Test-name regex matching (v0.0.14). The v0.0.12 strip-everything carve-out caused the opposite bug: a spec that genuinely uses "slug's log" got stripped to "slugs log" before -t, while the actual test in the file kept the apostrophe → bun's regex matched 0 tests → 5 phantom no-converge iterations on the v0.0.13 BASELINE. v0.0.14 narrows the strip set:

  • Apostrophes (ASCII ' and curly ‘’): preserved as literal characters on both sides of the comparison. Modern Claude reliably emits apostrophes in it() names; the strip caused false negatives.
  • Curly double-quotes (“”): still converted to ASCII " (helpful when authors paste from rich-text editors).
  • Backticks: still stripped (existing behavior).
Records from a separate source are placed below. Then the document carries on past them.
PR #385, opened 2019-01-29
Update NetworkPolicy

bartsmykla:
This issue need to be resolved before: https://github.com/openfaas/faas-netes/issues/367

## How Has This Been Tested?

I deployed OpenFaaS Cloud on new cluster created on 1 droplet (8GB RAM, 8CPU cores) with `calico` network plugin, then I applied network policies and tried to connect from:
- `openfaas-fn` namespace from functions with label `role=openfaas-system` to functions inside `openfaas` namespace
- from functions in `openfaas` namespace to functions in `openfaas` namespace
- from functions in `openfaas` namespace to functions in `openfaas-fn` namespace
- checked if all deployed functions work from the internet
- checked if dashboard is working

They shouldn't be if they are not using NetworkPolicies (they were not working correctly before, and nobody from the community reported any problems, so I assume that nobody was using it).

If somebody want to use NetworkPolicies now, there is only need to deploy it do the cluster using command:
```
kubectl apply -f ./yaml/network-policy
```

## Checklist:

I have:

- [ ] added unit tests

### DIFF
--- a/docs/README.md
+++ b/docs/README.md
@@ -231,13 +231,6 @@ kubectl apply -f ./yaml/core
 kubectl apply -f ./yaml/network-policy
 ```
 
-(Optional) Add a role of "openfaas-system" using a label to the namespace where you deployed Ingress Controller. For example if Ingress Controller is deployed in the namespace `ingress-nginx`:
-```
-kubectl label namespace ingress-nginx role=openfaas-system
-```
-
-If you don't have Ingress Controller installed in cluster. [Read this](#troubleshoot-network-policies)
-
 #### For Swarm
 
 Create the secret for your registry
@@ -469,23 +462,12 @@ kubectl get events --sort-by=.metadata.creationTimestamp -n openfaas-fn
 ```
 
 ##### Troubleshoot Network Policies
-The NetworkPolicy configuration is designed to work with a Kubernetes IngressController. If you are using a NodePort or LoadBalancer you have to deploy NetworkPolicy below.
-```yaml
-apiVersion: networking.k8s.io/v1
-kind: NetworkPolicy
-metadata:
-  name: gateway
-  namespace: openfaas
-spec:
-  policyTypes:
-    - Ingress
-  podSelector:
-    matchLabels:
-      app: gateway
-  ingress:
-    - from: []
-      ports:
-        - port: 8080
+
+The NetworkPolicy configuration is designed to work with a namespaces `openfaas` and `openfaas-fn`.
+If your are using different namespaces you need to make sure that they're labeled correctly:
+```
+kubectl label ns openfaas role=openfaas-system
+kubectl label ns openfaas-fn role=openfaas-fn
 ```
 
 #### Troubleshoot Swarm
--- a/yaml/network-policy/ns-openfaas-net-policy.yml
+++ b/yaml/network-policy/ns-openfaas-net-policy.yml
@@ -8,7 +8,14 @@ spec:
     - Ingress
   podSelector: {}
   ingress:
-    - from:
-        - namespaceSelector:
-            matchLabels:
-              role: openfaas-system
+  - from:
+    - namespaceSelector:
+        matchLabels:
+          role: openfaas-system
+
+    - namespaceSelector:
+        matchLabels:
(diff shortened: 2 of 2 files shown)


docs/README.md
```diff
@@ -469,23 +462,12 @@ kubectl get events --sort-by=.metadata.creationTimestamp -n openfaas-fn
...
-      app: gateway
-  ingress:
-    - from: []
-      ports:
-        - port: 8080
+
+The NetworkPolicy configuration is designed to work with a namespaces `openfaas` and `openfaas-fn`.
+If your are using different namespaces you need to make sure that they're labeled correctly:
+```
+kubectl label ns openfaas role=openfaas-system
```
alexellis: Are these labels in the namespaces.yaml file in the faas-netes repo? If not, could we move them there instead of applying the labels manually?

alexellis: https://github.com/openfaas/faas-netes/blob/master/namespaces.yml

stefanprodan: I think it's an example for custom namespaces, we could use different names

bartsmykla: It's like @stefanprodan said

stefanprodan:
I've tested the network policies on GKE by creating the two namespaces and running curl pods in both of them. I can confirm that pods without the `openfaas-system` label can't access the openfaas namespace. My concern is that if you use an ingress controller (that sits in a different namespace), it will not be able to reach the gateway.  @bartsmykla have you tested this with nginx or any other ingress controller?

bartsmykla:
I have tested it with `nginx-ingress`, it was working as expected.

stefanprodan:
The nginx ingress was deployed in the kube-system namespace or in the openfaas namespace?

bartsmykla:
@stefanprodan `kube-system`

stefanprodan:
Something must be wrong then, the netowrk policy should not allow traffic to the `openfaas `namespace unless the caller is in the `openfaas-fn` namespace and has the `openfaas-system` label.

docs/README.md
```diff
@@ -469,23 +462,12 @@ kubectl get events --sort-by=.metadata.creationTimestamp -n openfaas-fn
...
-spec:
-  policyTypes:
-    - Ingress
-  podSelector:
-    matchLabels:
-      app: gateway
-  ingress:
-    - from: []
-      ports:
-        - port: 8080
```
stefanprodan: @bartsmykla this policy would allow an ingress controller to reach the gateway on 8080, without it I don't see how the nginx can forward traffic to the gateway.

bartsmykla: I think I just annotated `kube-system` with `openfaas-system` label

bartsmykla: But it was a month ago, so I'm sure in 80% only.

stefanprodan: @alexellis do you see any issues if we allow access to the 8080 port from any namespace? I'm guessing the basic auth is turned on so it shouldn't be a problem. I don't like the idea of labeling `kube-system`.

bartsmykla: I think we should ask @alexellis - I don't have any problem with it.

alexellis: You could DoS the core services from a function if we allowed access.

If we didn't apply the label, what would this cover?

stefanprodan: We could allow traffic from nginx using a pod selector:

```yaml
apiVersion: networking.k8s.io/v1
kind: NetworkPolicy
metadata:
  name: openfaas
  namespace: openfaas
spec:
  policyTypes:
    - Ingress
  podSelector: {}
  ingress:
  - from:
    - namespaceSelector:
        matchLabels:
          role: openfaas-system
    - namespaceSelector:
        matchLabels:
          role: openfaas-fn
      podSelector:
        matchLabels:
          role: openfaas-system
    - podSelector:
        matchLabels:
          app.kubernetes.io/name: ingress-nginx
```

alexellis:
Derek set title: Update NetworkPolicy

bartsmykla:
Guys. I'm closing PR, because of it's age. Feel free to recreate it.

matipan:
Here is a new PR for the network policies: https://github.com/openfaas/openfaas-cloud/pull/455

A complementary safety net: when bun reports regex "<pattern>" matched 0 tests and exits non-zero, the satisfaction is classified as status: 'error' (NOT fail) with detail prefix harness/test-name-regex-no-match: <marker> in <file>; <existing tail>. The runtime treats error as a tooling-mismatch halting condition rather than re-running the implement phase trying to fix non-existent assertion failures. The detector mirrors the v0.0.13 coverage-trip shape; the coverage-trip path takes precedence when both signals appear.

JudgeClient interface. A single method judge(args) that takes { criterion, scenario, artifact, model, timeoutMs } and returns { pass, score, reasoning }. The runtime ships claudeCliJudgeClient (subprocess-based) in @wifo/factory-spec-review; you can implement your own (e.g., for a different LLM provider).

Status enum. Each scenario's satisfaction lines aggregate into one of pass, fail, error, skipped. runHarness aggregates per-scenario results into the report.

Worked example

import { runHarness } from '@wifo/factory-harness';
import { parseSpec } from '@wifo/factory-core';

const spec = parseSpec(await Bun.file('docs/specs/foo.md').text());

const report = await runHarness({
  spec,
  cwd: process.cwd(),
  noJudge: false,
  // optional: provide a custom judge client
  // judgeClient: myCustomJudgeClient,
});

console.log(report.summary); // { pass: 3, fail: 0, error: 0, skipped: 0 }
for (const scenario of report.scenarios) {
  console.log(scenario.id, scenario.status);
}

CLI:

$ pnpm exec factory-harness run docs/specs/foo.md --no-judge
spec=foo  scenarios=3
  S-1: pass
  S-2: pass
  S-3: pass
summary: 3 pass, 0 fail, 0 error, 0 skipped

See also

Status

Pre-alpha. APIs may break in point releases until v0.1.0.